* **Task description**
Report each line of the entries below that has the word "from" in it.

* **Entries supplied**

================

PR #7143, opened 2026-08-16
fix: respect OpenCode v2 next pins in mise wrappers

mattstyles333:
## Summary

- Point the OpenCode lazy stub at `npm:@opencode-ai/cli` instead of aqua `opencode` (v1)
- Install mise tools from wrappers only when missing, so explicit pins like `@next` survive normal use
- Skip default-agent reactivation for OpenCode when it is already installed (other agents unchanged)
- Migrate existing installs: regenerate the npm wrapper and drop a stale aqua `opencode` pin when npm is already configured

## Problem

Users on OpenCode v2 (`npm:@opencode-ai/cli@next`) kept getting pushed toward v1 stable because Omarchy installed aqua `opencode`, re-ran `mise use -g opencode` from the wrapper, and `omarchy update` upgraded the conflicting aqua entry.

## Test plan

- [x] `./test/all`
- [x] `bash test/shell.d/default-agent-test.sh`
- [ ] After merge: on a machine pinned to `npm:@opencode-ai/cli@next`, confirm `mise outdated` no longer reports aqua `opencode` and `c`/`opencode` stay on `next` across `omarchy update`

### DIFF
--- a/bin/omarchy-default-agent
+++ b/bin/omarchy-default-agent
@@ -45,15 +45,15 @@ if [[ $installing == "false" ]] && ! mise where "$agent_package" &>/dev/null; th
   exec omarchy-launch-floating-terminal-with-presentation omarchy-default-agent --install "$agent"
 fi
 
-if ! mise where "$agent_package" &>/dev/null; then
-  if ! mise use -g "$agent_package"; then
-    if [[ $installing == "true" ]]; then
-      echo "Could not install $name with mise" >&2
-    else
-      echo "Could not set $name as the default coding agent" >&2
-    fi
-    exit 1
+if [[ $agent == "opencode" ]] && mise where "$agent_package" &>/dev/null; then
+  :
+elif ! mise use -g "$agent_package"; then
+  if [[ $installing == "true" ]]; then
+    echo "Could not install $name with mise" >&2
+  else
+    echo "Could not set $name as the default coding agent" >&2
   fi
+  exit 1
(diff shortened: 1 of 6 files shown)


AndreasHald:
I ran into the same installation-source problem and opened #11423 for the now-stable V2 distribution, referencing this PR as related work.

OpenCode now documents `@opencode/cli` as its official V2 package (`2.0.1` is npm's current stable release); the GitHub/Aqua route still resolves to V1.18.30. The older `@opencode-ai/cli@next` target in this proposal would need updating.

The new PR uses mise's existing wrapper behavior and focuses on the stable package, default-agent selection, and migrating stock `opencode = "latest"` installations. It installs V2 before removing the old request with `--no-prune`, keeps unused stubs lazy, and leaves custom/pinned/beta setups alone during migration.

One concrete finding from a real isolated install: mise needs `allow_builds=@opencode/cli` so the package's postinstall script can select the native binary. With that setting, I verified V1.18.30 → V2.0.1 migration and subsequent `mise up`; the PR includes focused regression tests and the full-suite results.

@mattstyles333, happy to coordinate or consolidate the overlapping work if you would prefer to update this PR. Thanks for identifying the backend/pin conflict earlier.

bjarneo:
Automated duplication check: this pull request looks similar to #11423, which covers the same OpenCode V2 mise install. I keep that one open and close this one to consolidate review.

================

* **Written solution**
- Install mise tools from wrappers only when missing, so explicit pins like `@next` survive normal use
Users on OpenCode v2 (`npm:@opencode-ai/cli@next`) kept getting pushed toward v1 stable because Omarchy installed aqua `opencode`, re-ran `mise use -g opencode` from the wrapper, and `omarchy update` upgraded the conflicting aqua entry.
One concrete finding from a real isolated install: mise needs `allow_builds=@opencode/cli` so the package's postinstall script can select the native binary. With that setting, I verified V1.18.30 → V2.0.1 migration and subsequent `mise up`; the PR includes focused regression tests and the full-suite results.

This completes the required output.